■ **What you are asked to do**
Check the listing below line by line and report how many lines hold "inputs", with no other words.

■ **Provided records**
PR #4779, opened 2023-06-12
(fix) host api call

ThibautOVH:
Fix host API call (host, not filer)


OVH-Team-Guides:
Thank you for your contribution @ThibautOVH

PR #4805, opened 2023-06-16
KS-SK1157-KFT0004337-Update-Change-domain-owner

Kazarus4:
Updates =>

go further,

Content of 2 or 3 paragraphs and typo

need peer rv for FRFR version.  After, I think they'll need a tech rv to check if all are still ok. This before continue to duplicate for FRCA and translations.


Kazarus4:
cancel PR because content merged and worked on previous PR 4803.

PR #4813, opened 2023-06-19
Update LDP inputs guide: document input autoscaling

pfrayer:
We added a new feature regarding LDP Data gathering tools (often called "inputs"): it can now be auto-scaled.

As a doc page already exists for these inputs, we simply update this page to quickly explain the new feature (and update the screenshot)


OVH-Team-Guides:
Thank you for your contribution @pfrayer

PR #4829, opened 2023-06-21
Add rate limits info for OpenStack API

arnaudmorin:
We will introduce rate limits on most of the OpenStack API. This documation will help user figure our why and how they can avoid hitting the limits.


OVH-Team-Guides:
Thank you for your contribution @arnaudmorin

PR #4831, opened 2023-06-22
Public cloud db pgvector

thild42:
Add pgvector to the list of available extension in the PostgreSQL Extension guide.


thild42:
Sorry, messed up the PR with an unwanted commit.

PR #4832, opened 2023-06-22
Add pgvector to the list of supported PostgreSQL extensions

thild42:
Add pgvector to the list of supported PostgreSQL extensions


OVH-Team-Guides:

PR #6519, opened 2024-07-02
[S3 Object Storage] - S3 location - Updating regions table

lason-ovh:
update region urls table


OVH-Team-Guides:
Hello @lason-ovh , we should write guides in markdown whenever it is possible. HTML should be used for exceptions, when markdown formatting is showing too many constraints.
For this use case, we don't see any reason why the table can't be kept in markdown. Please revert to that format and also update the fr-fr version. Thank you.

OVH-Team-Guides (changes requested):
Please update the fr-fr version on top of the en-gb version.

OVH-Team-Guides (approved):

OVH-Team-Guides:

PR #6545, opened 2024-07-05
VMware - exporting logs to LDP - Minor fix on FR versions

OVH-Team-Guides:
FYI @pg-ovh


pg-ovh:
Thanks @OVH-Team-Guides

PR #6562, opened 2024-07-08
S3 Object Storage - Asynchronous replication - Table update

lason-ovh:
added precision about encrypted objects + update on table formatting because of the following feedback : "the table is a little misleading because at first glance, you get the impression that for each line, you have a correspondance between the left and right column, although the 2 columns are independant"


OVH-Team-Guides:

■ **Answer box**
3